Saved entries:
PR #2613, opened 2024-02-08
feat: lance insert_into support

tychoish:
on top of #2605


crates/datasources/src/lance/mod.rs
```diff
@@ -1,11 +1,107 @@
...
+        input: Arc<dyn ExecutionPlan>,
+        _overwrite: bool,
+    ) -> Result<Arc<dyn ExecutionPlan>> {
+        let mut stream = execute_stream(input, state.task_ctx())?.chunks(32);
+        let mut ds = self.dataset.clone();
+        let schema = self.schema().clone();
+
+        Ok(Arc::new(StreamExecPlan::new(
+            schema.clone(),
+            Mutex::new(Some(Box::pin(RecordBatchStreamAdapter::new(
```
universalmind303, line 82: we should make an issue to fix this `mutex<option<>>` thing. This keeps catching my eye as a huge red flag.

universalmind303 (changes requested):
Overall looks good, just a few small changes, and some tests.

crates/datasources/src/lance/mod.rs
```diff
@@ -1,11 +1,107 @@
...
+            .await?)
+    }
+
+    async fn insert_into(
+        &self,
+        state: &SessionState,
+        input: Arc<dyn ExecutionPlan>,
+        _overwrite: bool,
+    ) -> Result<Arc<dyn ExecutionPlan>> {
+        let mut stream = execute_stream(input, state.task_ctx())?.chunks(32);
```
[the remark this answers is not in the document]
tychoish: we get a stream of record batches, lance works on (for now) an iterator of record batches, this let's us deal with groups for lance to be able to do it's thing, without need to pass iterators of one. I'm open to anything else though.

crates/datasources/src/lance/mod.rs
universalmind303: I really don't think we should be using a generic ExecutionPlan here at all. I think creating custom `LanceInsertExec` and `MongoInsertExec`s would be much better. It gives us more flexibility later on with the physical planning, and it completely avoids this whole `Mutex<Option<>>` hack. 


```rust
#[derive(Debug)]
struct LanceInsertExec {
    input: Arc<dyn ExecutionPlan>,
    dataset: Dataset,
}

impl DisplayAs for LanceInsertExec {
    fn fmt_as(
        &self,
        _t: datafusion::physical_plan::DisplayFormatType,
        f: &mut std::fmt::Formatter,
    ) -> std::fmt::Result {
        todo!()
    }
}

impl ExecutionPlan for LanceInsertExec {
    fn as_any(&self) -> &dyn Any {
        self
    }

    fn schema(&self) -> SchemaRef {
        Arc::new(Schema::new(vec![Field::new(
            "count",
            DataType::UInt64,
            false,
        )]))
    }
    fn maintains_input_order(&self) -> Vec<bool> {
        vec![false]
    }
    fn output_partitioning(&self) -> datafusion::physical_plan::Partitioning {
        Partitioning::UnknownPartitioning(1)
    }

    fn output_ordering(&self) -> Option<&[datafusion::physical_expr::PhysicalSortExpr]> {
        None
    }

    fn children(&self) -> Vec<Arc<dyn ExecutionPlan>> {
        vec![self.input.clone()]
    }

    fn with_new_children(
        self: Arc<Self>,
        children: Vec<Arc<dyn ExecutionPlan>>,
    ) -> Result<Arc<dyn ExecutionPlan>> {
        Ok(Arc::new(Self {
            input: children[0].clone(),
            dataset: self.dataset.clone(),
        }))
    }
    fn execute(
        &self,
        partition: usize,
        context: Arc<datafusion::execution::TaskContext>,
    ) -> Result<datafusion::physical_plan::SendableRecordBatchStream> {
        let mut stream = execute_stream(self.input.clone(), context)?.chunks(32);
        let mut ds = self.dataset.clone();
        let schema = self.schema().clone();
        let write_opts = WriteParams {
            mode: WriteMode::Append,
            ..Default::default()
        };

        let mut count: u64 = 0;
        let output = futures::stream::once(async move {
            while let Some(batches) = stream.next().await {
                let start = ds.count_rows().await?;
                let rbi = RecordBatchIterator::new(
                    batches
                        .into_iter()
                        .map(|v| v.map_err(|dfe| ArrowError::ExternalError(Box::new(dfe)))),
                    schema.clone(),
                );
                ds.append(rbi, Some(write_opts.clone())).await?;
                count += (ds.count_rows().await? - start) as u64;
            }
            Ok::<RecordBatch, DataFusionError>(create_count_record_batch(count))
        });
        Ok(Box::pin(RecordBatchStreamAdapter::new(
            self.schema(),
            output,
        )))
    }
}


//...
    async fn insert_into(
        &self,
        state: &SessionState,
        input: Arc<dyn ExecutionPlan>,
        _overwrite: bool,
    ) -> Result<Arc<dyn ExecutionPlan>> {
        Ok(Arc::new(LanceInsertExec {
            input,
            dataset: self.dataset.clone(),
        }))
    }
```

universalmind303: This is also what we are already doing for delta.

tychoish: We don't support inserts into delta unless it's in native/managed storage. We also construct a lot of bespoke plans 

There aren't really optimizations to be done on straight insert paths (maybe for updates, but not here), once you have the stream of documents to insert. We definitely have a bunch of poorly written inserts, particularly where we process the insert data before handing it off to the exec (which we do a lot in cases where we do have one-off-exec plans for inserts,) so I'm disinclined to think that the way that we structure the code in this way really means anything for the optimization potential. 

If there's a functional benefit here or I've missed something, though, I'm definitely open to it.

universalmind303: I'm not necessarily referring to optimizations, but localization or other restrictions we may eventually impose on plans. I don't think there's going to be a lot of optimizations, but I could very well see a scenario where we'd want to run a `MongoInsertExec` remotely, and a `LanceInsertExec` locally. 

I'd also forsee a future where we'd need to run the `MongoInsertExec` on a specific instance due to regulations or other restrictions. Putting everything into an opaque `Exec` really limits us in this regard. 

I personally don't think there's anything wrong with creating custom exec nodes for each datasource. It's a bit more verbose, but it's ultimately more flexible later on when we inevitably need to refactor.

tychoish: I think the hypothetical refactorings you suggest carry a lot of assumptions about the future operations of the system that are not particularly clear or certain to me at this point. 

If we're doing the kind of refactoring that you suggest, I think writing out per-implementation `ExecutionPlan` implementation would not be onerous, and given that none of the requirements for these hypothetical plans are known at this time, I don't know we gain anything by doing this work right now, other than writing more code that's isomorphic with the current implementation that we'll just have to change later.

universalmind303: The refactoring is just one scenario that it would be beneficial. If we ignore that, It seems that individual execs still provide the most flexibility, makes the intent very clear, and are pretty easy to implement. 

Most importantly, they don't require the hacky `Mutex<Option<>>` because they dont pass around a stream.


This seems to me like a very low effort change _(10-20 minutes tops)_. 

It seems like there's a strong attachment to this current implementation that I'm not understanding?

tychoish: the current implementation works fine, is easier (in my estimation) to read, and reduces the amount of boilerplate... and on the other hand we can have more boilerplate in service of a future refactoring in service of speculative use-cases? That's just a bad deal. 

We should, use shared implementations for most exec plans like this, and when we have business requirements that mean that we need to do special handling for a data source, it's easy enough to refactor them out. Boilerplate is a liability.

universalmind303 (approved):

» **What to produce**
An exact copy of every entry above is required.

» **Your response**
PR #2613, opened 2024-02-08
feat: lance insert_into support

tychoish:
on top of #2605


crates/datasources/src/lance/mod.rs
```diff
@@ -1,11 +1,107 @@
...
+        input: Arc<dyn ExecutionPlan>,
+        _overwrite: bool,
+    ) -> Result<Arc<dyn ExecutionPlan>> {
+        let mut stream = execute_stream(input, state.task_ctx())?.chunks(32);
+        let mut ds = self.dataset.clone();
+        let schema = self.schema().clone();
+
+        Ok(Arc::new(StreamExecPlan::new(
+            schema.clone(),
+            Mutex::new(Some(Box::pin(RecordBatchStreamAdapter::new(
```
universalmind303, line 82: we should make an issue to fix this `mutex<option<>>` thing. This keeps catching my eye as a huge red flag.

universalmind303 (changes requested):
Overall looks good, just a few small changes, and some tests.

crates/datasources/src/lance/mod.rs
```diff
@@ -1,11 +1,107 @@
...
+            .await?)
+    }
+
+    async fn insert_into(
+        &self,
+        state: &SessionState,
+        input: Arc<dyn ExecutionPlan>,
+        _overwrite: bool,
+    ) -> Result<Arc<dyn ExecutionPlan>> {
+        let mut stream = execute_stream(input, state.task_ctx())?.chunks(32);
```
[the remark this answers is not in the document]
tychoish: we get a stream of record batches, lance works on (for now) an iterator of record batches, this let's us deal with groups for lance to be able to do it's thing, without need to pass iterators of one. I'm open to anything else though.

crates/datasources/src/lance/mod.rs
universalmind303: I really don't think we should be using a generic ExecutionPlan here at all. I think creating custom `LanceInsertExec` and `MongoInsertExec`s would be much better. It gives us more flexibility later on with the physical planning, and it completely avoids this whole `Mutex<Option<>>` hack. 


```rust
#[derive(Debug)]
struct LanceInsertExec {
    input: Arc<dyn ExecutionPlan>,
    dataset: Dataset,
}

impl DisplayAs for LanceInsertExec {
    fn fmt_as(
        &self,
        _t: datafusion::physical_plan::DisplayFormatType,
        f: &mut std::fmt::Formatter,
    ) -> std::fmt::Result {
        todo!()
    }
}

impl ExecutionPlan for LanceInsertExec {
    fn as_any(&self) -> &dyn Any {
        self
    }

    fn schema(&self) -> SchemaRef {
        Arc::new(Schema::new(vec![Field::new(
            "count",
            DataType::UInt64,
            false,
        )]))
    }
    fn maintains_input_order(&self) -> Vec<bool> {
        vec![false]
    }
    fn output_partitioning(&self) -> datafusion::physical_plan::Partitioning {
        Partitioning::UnknownPartitioning(1)
    }

    fn output_ordering(&self) -> Option<&[datafusion::physical_expr::PhysicalSortExpr]> {
        None
    }

    fn children(&self) -> Vec<Arc<dyn ExecutionPlan>> {
        vec![self.input.clone()]
    }

    fn with_new_children(
        self: Arc<Self>,
        children: Vec<Arc<dyn ExecutionPlan>>,
    ) -> Result<Arc<dyn ExecutionPlan>> {
        Ok(Arc::new(Self {
            input: children[0].clone(),
            dataset: self.dataset.clone(),
        }))
    }
    fn execute(
        &self,
        partition: usize,
        context: Arc<datafusion::execution::TaskContext>,
    ) -> Result<datafusion::physical_plan::SendableRecordBatchStream> {
        let mut stream = execute_stream(self.input.clone(), context)?.chunks(32);
        let mut ds = self.dataset.clone();
        let schema = self.schema().clone();
        let write_opts = WriteParams {
            mode: WriteMode::Append,
            ..Default::default()
        };

        let mut count: u64 = 0;
        let output = futures::stream::once(async move {
            while let Some(batches) = stream.next().await {
                let start = ds.count_rows().await?;
                let rbi = RecordBatchIterator::new(
                    batches
                        .into_iter()
                        .map(|v| v.map_err(|dfe| ArrowError::ExternalError(Box::new(dfe)))),
                    schema.clone(),
                );
                ds.append(rbi, Some(write_opts.clone())).await?;
                count += (ds.count_rows().await? - start) as u64;
            }
            Ok::<RecordBatch, DataFusionError>(create_count_record_batch(count))
        });
        Ok(Box::pin(RecordBatchStreamAdapter::new(
            self.schema(),
            output,
        )))
    }
}


//...
    async fn insert_into(
        &self,
        state: &SessionState,
        input: Arc<dyn ExecutionPlan>,
        _overwrite: bool,
    ) -> Result<Arc<dyn ExecutionPlan>> {
        Ok(Arc::new(LanceInsertExec {
            input,
            dataset: self.dataset.clone(),
        }))
    }
```

universalmind303: This is also what we are already doing for delta.

tychoish: We don't support inserts into delta unless it's in native/managed storage. We also construct a lot of bespoke plans 

There aren't really optimizations to be done on straight insert paths (maybe for updates, but not here), once you have the stream of documents to insert. We definitely have a bunch of poorly written inserts, particularly where we process the insert data before handing it off to the exec (which we do a lot in cases where we do have one-off-exec plans for inserts,) so I'm disinclined to think that the way that we structure the code in this way really means anything for the optimization potential. 

If there's a functional benefit here or I've missed something, though, I'm definitely open to it.

universalmind303: I'm not necessarily referring to optimizations, but localization or other restrictions we may eventually impose on plans. I don't think there's going to be a lot of optimizations, but I could very well see a scenario where we'd want to run a `MongoInsertExec` remotely, and a `LanceInsertExec` locally. 

I'd also forsee a future where we'd need to run the `MongoInsertExec` on a specific instance due to regulations or other restrictions. Putting everything into an opaque `Exec` really limits us in this regard. 

I personally don't think there's anything wrong with creating custom exec nodes for each datasource. It's a bit more verbose, but it's ultimately more flexible later on when we inevitably need to refactor.

tychoish: I think the hypothetical refactorings you suggest carry a lot of assumptions about the future operations of the system that are not particularly clear or certain to me at this point. 

If we're doing the kind of refactoring that you suggest, I think writing out per-implementation `ExecutionPlan` implementation would not be onerous, and given that none of the requirements for these hypothetical plans are known at this time, I don't know we gain anything by doing this work right now, other than writing more code that's isomorphic with the current implementation that we'll just have to change later.

universalmind303: The refactoring is just one scenario that it would be beneficial. If we ignore that, It seems that individual execs still provide the most flexibility, makes the intent very clear, and are pretty easy to implement. 

Most importantly, they don't require the hacky `Mutex<Option<>>` because they dont pass around a stream.


This seems to me like a very low effort change _(10-20 minutes tops)_. 

It seems like there's a strong attachment to this current implementation that I'm not understanding?

tychoish: the current implementation works fine, is easier (in my estimation) to read, and reduces the amount of boilerplate... and on the other hand we can have more boilerplate in service of a future refactoring in service of speculative use-cases? That's just a bad deal. 

We should, use shared implementations for most exec plans like this, and when we have business requirements that mean that we need to do special handling for a data source, it's easy enough to refactor them out. Boilerplate is a liability.

universalmind303 (approved):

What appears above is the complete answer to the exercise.